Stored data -
⟨
PR #6160, opened 2026-07-30
Stop resolving tuple.with through the package

### LINKED ISSUE #6122: Duplicate `Φ.tuple.with` locator in tuple.eo and tuple/with.eo causing identifier collision
The name `with` under `Φ.tuple` is defined twice. `tuple.eo:52` declares it as an own attribute of `tuple`, and `tuple/with.eo:10` declares a package member of the same package:

```
tuple > [x] > with     # tuple.eo:52
  ^
  x
  as-number.
    length.plus 1

[list x] > with        # tuple/with.eo:10
  list.with x > @
```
⟩
About this exercise -
Each line from the one containing "Stop resolving tuple.with through the package" to the close of the records must appear in the output exactly, and no other line.

Result -
Stop resolving tuple.with through the package

### LINKED ISSUE #6122: Duplicate `Φ.tuple.with` locator in tuple.eo and tuple/with.eo causing identifier collision
The name `with` under `Φ.tuple` is defined twice. `tuple.eo:52` declares it as an own attribute of `tuple`, and `tuple/with.eo:10` declares a package member of the same package:

```
tuple > [x] > with     # tuple.eo:52
  ^
  x
  as-number.
    length.plus 1

[list x] > with        # tuple/with.eo:10
  list.with x > @
```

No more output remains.